Concluye la 14 edición del Festival Nacional de Teatro dejando tras de si la certeza de que la variedad y representatividad de géneros, tendencias y tonos dentro de la escena nacional es un hecho indiscutible
cultura@juventudrebelde.cu
CAMAGÜEY.— Dos certezas por lo menos deja el Festival Nacional de Teatro que, en su edición número 14, concluyó ayer aquí: primero, que las salas y los espacios, e incluso el número de funciones de casi todas las obras continúan siendo insuficientes ante la avidez del público —tanto local como visitante— por ver buenos títulos.
Después, que la variedad y representatividad de géneros, tendencias y tonos dentro de la escena nacional constituyen un hecho sin discusión.

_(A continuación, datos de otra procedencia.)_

PR #543, opened 2026-08-20
Pose skeleton draws over the head-locked HUD card

salmanmkc:
# Pose skeleton draws over the head-locked HUD card

## Description

`demos/human_pose_detector/` — noticed on #502. the HUD card is head-locked 0.8 m out while the skeleton lands 2 m out (`METRIC_SKELETON_DISTANCE_METRES`), so the card sits between you and the body it is describing and washes the cyan lines out.

nothing is actually occluding it. every visible mesh of the card is transparent with `depthWrite: false`, so no depth is ever written at 0.8 m. the joint markers were opaque though, and three draws the entire opaque group before any transparent geometry regardless of `renderOrder`, so the skeleton could never sort above the card's panel layers.

moves the markers into the transparent pass and gives markers and connectors a `renderOrder` of 1000, in line with the 999-1002 already used in `unistroke_recognizer` and `navmesh_simulator`. `depthTest` and `depthWrite` are left alone, so the skeleton still self-occludes and opaque scene geometry still hides it.

measured on the most saturated cyan pixel inside the card footprint: `rgb(102,155,166)` before, `rgb(13,235,250)` after, which is the connector colour `0x00f0ff` essentially unblended.

worth flagging for review: this only moves about 1.6% of the card's pixels, because the connectors are `0.003` radius at 2 m so it is thin lines rather than a dramatic reveal. if that still reads as too subtle, the alternative is a layout change instead, nudging the `FollowHead` offset so the card clears the body outright.

## Type of Change

- [x] Bug fix
- [ ] New demo or sample
- [ ] Documentation update

- **Simulator Recording**: 
- **Device Recording**: not tested on hardware, desktop simulator only

## Checklist


ruofeidu:
Thank you Salman! Can you share a screenshot in the simulator? This one simulator alone might be fine. I can test on device tomorrow.

dli7319 (approved):

PR #571, opened 2026-09-10
feat(addon): Roomcraft scene authoring with Gemini

salmanmkc:
## Description

Roomcraft generation example

describe a place and get actual 3D objects, then keep refining the same scene with prompts or direct manipulation. Roomcraft is an opt-in add-on in `src/addons/roomcraft/`, with the interactive demo in `demos/roomcraft/`.

composes catalog assets and bounded procedural designs, including articulated parts that swing or spin. optional virtual-world mode gives the scene its own ground, sky, lighting, ponds, paths and seeded plantings. this is procedural composition, not a text-to-mesh service or generated JavaScript.

desktop and spatial studios share a draft, selection, undo/redo, surface placement and JSON export. voice uses the existing Gemini key, with cancellation and draft protection, no second speech provider. invalid plans can get one correction attempt before anything is applied; failed requests keep the current scene intact.

actually now i've merged in main since those have all merged in separately now as fixes but originally I had them here:
also includes shared SDK fixes that surfaced while using the demo: typing no longer moves the simulator, XR entry shows failures and stays retryable, scripts get the current headset camera pose, and stale hand touches stop blocking controller rays. the Quest virtual-mode change that omits optional `unbounded` is demo-only.

## Type of Change

- [ ] Bug fix
- [x] New feature / enhancement
- [x] New demo or sample
- [x] Documentation update

## Media / Screen Recordings & Screenshots (If Applicable)

Meta Quest and Simulator recording (4:05 is where simulator starts, Quest from the beginning): https://youtu.be/0CXubRowyPo

- [x] **Tested in simulator & device**: Desktop simulator and Quest runs covered scene generation and refinement. Quest runs also covered XR entry, Gemini voice and invalid-plan correction. Device confirmation of the latest stale-touch fix is still pending.
- [ ] **Large Assets ($\ge$ 1MB)**: N/A, no large assets added to the repository. The optional glTF exhibit uses an existing CDN-hosted model.
- [ ] **SDK Dynamic Dependencies**: N/A, no new npm dependencies. Reuses the existing SDK and add-ons.
- [x] **Security**: No hardcoded API keys or secrets committed. Prototype keys stay in page memory; production AI calls still need a server-side proxy.

PR #573, opened 2026-09-10
show XR entry failures and keep retries safe

salmanmkc:
## Description

hit Enter XR, the request gets rejected, and nothing happens. the button keeps saying ENTER XR, no message anywhere, and clicking again looks exactly like the first click. the only way to find out what went wrong is the devtools console.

No quiero sumarme a la disyuntiva de si lo competitivo es o no lo mejor; en cualquier caso, resulta una incidencia para quienes hacen el teatro: para los espectadores —sobre todo quienes viven fuera de la capital— siempre estos encuentros resultan una fiesta, una posibilidad inigualable de actualización y confrontación, una experiencia enriquecedora, de modo que lo verdaderamente importante es que se mantenga el evento en esta ciudad tan artística, en general, y en particular tan sensible a las artes escénicas.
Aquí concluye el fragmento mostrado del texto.